Also, it is a myth that Macbooks don't have problems: my girlfriend's Macbook Pro got a "No wifi hardware found" error since updating to OS X Mavericks and the problem hasn't been solved even after we tried everything including replacing the wifi card. Since Macbooks are not as widespread; it is actually even harder to solve problems when you get them. 

That said, the retina Macbook Pro is not that bad, it can be good for photo and video editing, although overpriced. The Macbook Air, on the other hand, I would not recommend to anyone unless you really want those extra two hours of battery life or wanna show off or something. But yeah, value for money? Absolutely not. That's not their target market at all.


----------



## ajayritik (Aug 16, 2014)

Main purpose would be for browsing etc. Not any development work. Just wanted to experience an Apple Product and find out if it's worth the price. I have heard lots of good things about it so just wanted to try.


----------



## Anorion (Aug 16, 2014)

^let us know! 
-you can use it for 10+ years, no problem
-the resale value is great, you can recover a hefty chunk of your investment later on if you want to upgrade 
-the operating system and updates are FREE


----------



## ajayritik (Aug 16, 2014)

So which one should I go for? 
I see one's starting from 60k till 1 Lakh 70k.


----------



## Imperial_Raj (Aug 16, 2014)

^^ Depends on your budget.


----------



## ankush28 (Aug 16, 2014)

ajayritik said:


> Main purpose would be for browsing etc. Not any development work. Just wanted to experience an Apple Product and find out if it's worth the price. I have heard lots of good things about it so just wanted to try.





ajayritik said:


> So which one should I go for?
> I see one's starting from 60k till 1 Lakh 70k.

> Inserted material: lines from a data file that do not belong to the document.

PR #11607, opened 2023-01-10
[freshness-policies] Add the ability to calculate the used_data_time of a TimeWindowPartitioned asset

OwenKephart:
### Summary & Motivation

This change solves two related problems.

1. Previously, we could not support FreshnessPolicies on time-based partitioned assets, because the way we calculated data times for assets (to see if they're fresh enough or not) involved recursively looking at the upstream materialization events that were consumed to produce that record. In general, this calculation would start at the most recent materialization record for that asset. For partitioned assets, the current state depends on all materializations of that asset, and in particular the data time is a function of which partitions have been materialized, not the time at which those materializations were created.
2. Similarly, if a non-partitioned asset was downstream of a partitioned asset, its data time would be calculated based on the most recent partition of that asset, which is a very incorrect method of calculation.

#### Algorithm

buying mac just for browsing? 
Thats pure waste of money..Just because you want to *try* Mac OS.

I'd say get chromebook instead(Upcoming nvidia k1 based or i3 one) or get cheap netbook and load Elementary OS.. Use it for 2-3 years and buy something new... much better than using mac for 10 years.

Software updates are free but most recent updates will eventually require new hardware. (say after 3-4 years)


----------



## Subhankar Mondal (Aug 17, 2014)

*Re: The Offtopic Thread V1: Life Support Edition*



srkmish said:


> If i had the money( 50-60k), i would never buy a windows laptop. After all these years, still pathetic battery life. On the other hand,  macbook air 11 and 13 inch give 11- 13 hours battery life. If one is not into gaming/heavy duty tasks, macbook air is a better option. Even macbook pro 13 inch with retina display has a battery life of 9 hours. The below article is one of my favs as to how macbook air is a total game changer with respect to battery life.
> 
> The new MacBook Air: Just how good is the new battery life?

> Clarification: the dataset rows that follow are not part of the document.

PR #11617, opened 2023-01-10
[dagster-dbt] allow for non-model nodes to be part of the DbtManifestAssetSelection

OwenKephart:
### Summary & Motivation

In the regular asset creation code, we mush together all of the dictionaries to make a single dictionary addressed by unique_id to select from. This does the same thing in the DbtManifestAssetSelection codepath.

If we don't do this, you can hit errors if you pass in a selection like `+foo`, where `foo` is downstream of a source, because that source's unique_id will not be a key of the `self.manifest_json["nodes"]` dictionary.


sryza (approved):
Is there a test we could include?

PR #11619, opened 2023-01-10
[freshness-policies] fix get_non_source_roots

OwenKephart:
### Summary & Motivation

Adds an extra guard for the case that a referenced asset is not part of self.all_asset_keys (which can happen with nothing-type dependencies that have no associated SourceAsset)

Test failed before the change, passes now.


sryza (approved):
Is it worth adding a reconciliation sensor test case that covers the case that was breaking here?

PR #11620, opened 2023-01-10
[airbyte] Consider keys containing credentials a secret

joel-olazagasti:
### Summary & Motivation

There are lots of keys which should be secret, such as any of google api's `credentials_json` fields that are currently not masked. The Airbyte api also does not return these fields, so they are always considered a diff, even if the credential is correctly applied

I made the requested change locally, and then tested the CLI `apply` and `check` commands. Fields with `credentials_json` were correctly masked and applied


benpankow (approved):
Looks good!

joel-olazagasti:
Hey @benpankow @sryza any further action needed from me here for a merge?

benpankow:
Nope, looks good to me. Will merge 👍

PR #11621, opened 2023-01-10
Fix typo in Dagster instance documentation

GrigoriiKushnir:
### Summary & Motivation
Noticed that the https://docs.dagster.io/deployment/dagster-instance has a wrong tab title:

dagster insTNace instead of dagster insTAnce


sryza (approved):
Thanks for the fix!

Which laptop will you suggest for heavy gaming? why mac is not good for gaming?


----------



## Anorion (Aug 17, 2014)

^


I had to argue with a macbook user, that his macbook was fine with gaming. It's just such deeply ingrained bias against macs and gaming, that even if the situation changes (and it is, steam has a modest library of mac games), people, even macbook users, will continue to say "eh macbooks are not for gaming" for years. there are some fun casual games on mac app store which I wish were available on windows. eg: rc mini racers 

some games you can play on macs without bootcamp include Limbo, Bioshock : Infinite, Tropico 4, Star Wars : Jedi Knight Academy, Psychonauts, Call of Duty : Black Ops, LOTR : War in the North, Star Wars : Knights of the Old Republic... point is, there is no dearth of good games to play natively  

the content on the mac app store is awesome and with constant stream of new stuff, and price drops (to free also), at least better than the windows store. 



ajayritik said:


> So which one should I go for?
> I see one's starting from 60k till 1 Lakh 70k.

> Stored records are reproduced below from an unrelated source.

PR #11624, opened 2023-01-11
telemetry: add step start/success/failure event + client timestamp

yuhan:
### Summary & Motivation
add 3 additional data collection points:
- step_start_event
- step_success_event, which comes with duration_ms
- step_failure_event
with the `client_time` so we can reconstruct the duration in post-processing (based on the same `run_id_hash` and `step_key_hash` within the same `instance_id`)

code for testing:
```python
from dagster import op, job, DagsterInstance
import time


@op
def step_1():
    time.sleep(1)


@op
def step_2():
    time.sleep(2)


@op
def step_3():
    time.sleep(3)


@op
def step_4():
    time.sleep(4)
    raise Exception("fail at 4s")


@job
def my_job():
    step_1()
    step_2()
    step_3()
    step_4()

if __name__ == "__main__":
    my_job.execute_in_process(instance=DagsterInstance.get())
```

results:
- logs from running via api: https://gist.github.com/yuhan/cd9fa453683a6b7463f5651289b71ae0
- logs from running via dagit: https://gist.github.com/yuhan/d160d01cf12a67ceaa4c6234fa13a21a

### DIFF
--- a/python_modules/dagster/dagster/_core/execution/api.py
+++ b/python_modules/dagster/dagster/_core/execution/api.py
@@ -35,7 +35,7 @@ from dagster._core.instance import DagsterInstance, InstanceRef
 from dagster._core.selector import parse_step_selection
 from dagster._core.storage.pipeline_run import DagsterRun, DagsterRunStatus
 from dagster._core.system_config.objects import ResolvedRunConfig
-from dagster._core.telemetry import log_repo_stats, telemetry_wrapper
+from dagster._core.telemetry import log_repo_stats, log_step_event, telemetry_wrapper
 from dagster._core.utils import str_format_set
 from dagster._utils.error import serializable_error_info_from_exc_info
 from dagster._utils.interrupts import capture_interrupts
@@ -1095,6 +1095,9 @@ def pipeline_execution_iterator(
                 failed_steps.append(event.step_key)
             elif event.is_resource_init_failure and event.step_key:
                 failed_steps.append(event.step_key)
+
+            # Telemetry
+            log_step_event(event, pipeline_context)
 
             yield event
     except GeneratorExit:
--- a/python_modules/dagster/dagster/_core/execution/api.py
+++ b/python_modules/dagster/dagster/_core/execution/api.py
@@ -35,7 +35,7 @@ from dagster._core.instance import DagsterInstance, InstanceRef
 from dagster._core.selector import parse_step_selection
 from dagster._core.storage.pipeline_run import DagsterRun, DagsterRunStatus
 from dagster._core.system_config.objects import ResolvedRunConfig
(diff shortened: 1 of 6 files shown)


yuhan:
* master
  * **PR #11624** <a href="https://app.graphite.dev/github/pr/dagster-io/dagster/11624" target="_blank">Graphite</a>  👈

This comment was auto-generated by [Graphite](https://app.graphite.dev/github/pr/dagster-io/dagster/11624?utm_source=stack-comment).

python_modules/dagster/dagster/_core/telemetry.py
```diff
@@ -523,6 +528,40 @@ def log_action(
...
+    if event.is_step_start:
+        log_action(
+            instance=pipeline_context.instance,
+            action=STEP_START_EVENT,
+            client_time=datetime.datetime.now(),
+            metadata={
+                "run_id_hash": hash_name(pipeline_context.run_id),
+                "step_key_hash": hash_name(event.step_key),
+            },
+        )
```
rexledesma, line 541: nit: would probably be more terse to 

1/ have an early return for non-step events
2/ use the conditionals to determine the `action` and `metadata`, and have one `log_action` invocation once those are determined

```suggestion
def log_step_event(event: DagsterEvent, pipeline_context: PlanOrchestrationContext):
    if not any((event.is_step_start, event.is_step_success, event.is_step_failure)):
        return
    
    metadata = {
        "run_id_hash": hash_name(pipeline_context.run_id),
        "step_key_hash": hash_name(event.step_key),
    }
                
    if event.is_step_start:
        action = STEP_START_EVENT
```

rexledesma (approved):
some nits

python_modules/dagster/dagster/_core/execution/api.py
```diff
@@ -1096,6 +1096,9 @@ def pipeline_execution_iterator(
             elif event.is_resource_init_failure and event.step_key:
                 failed_steps.append(event.step_key)
 
+            # Telemetry
+            log_step_event(event, pipeline_context)
```
dpeng817, line 1100: `pipeline_execution_iterator` can execute in another process / potentially another pod, so I think this event is going to get lost when not using a local executor.

python_modules/dagster/dagster/_core/telemetry.py
```diff
@@ -523,6 +529,32 @@ def log_action(
         )
 
 
+def log_step_event(event: DagsterEvent, pipeline_context: PlanOrchestrationContext):
```
dpeng817, line 532: nit: make this `log_dagster_event` or something, potentially we might want to collect information from non-step events in the future (asset stuff for example) and this is a good centralized entrypoint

 get 13" macbook pro, or if you like 15"


----------



## aaruni (Aug 17, 2014)

ankush28 said:


> Software updates are free but most recent updates will eventually require new hardware. (say after 3-4 years)



My C2D 2GB RAM MacBook does still work at a respectful level of performance (so, that's 5 and a half years of use), and is expected to work for an year more before finally being too old to keep up.


----------



## seamon (Aug 17, 2014)

aaruni said:


> My C2D 2GB RAM MacBook does still work at a respectful level of performance (so, that's 5 and a half years of use), and is expected to work for an year more before finally being too old to keep up.



On a similar note, my 7 years old Thinkpad R61 is still running strong. It's a good rig for torrenting.  Recently I tried running NFS MW 2012 and it gave 1-2 FPS


----------



## ithehappy (Aug 17, 2014)

Unbelievable! I mean I'm commenting on a freaking laptop topic, that, and that people think those sodding Mac Books can be used for long. I use a Lenovo laptop in my office, which was purchased in July, 2006, it runs on Pentium Dual Core (those first generation ones), it takes almost 3 minutes to get into Windows 7, the OS is not formatted for past three years at least, and it just goes on and on. I personally handle it like a ping pong ball, when I get feed fed up by work pressure I use to slam the lid close, I just love that, that 'bam' sound. Dropped it twice, once from the desk, around four feet, once from my bed. No sane person out there who can use it more badly to be honest.
So how much was the price back at that time? 65k or something. How much can I fetch for it now? 6-7k.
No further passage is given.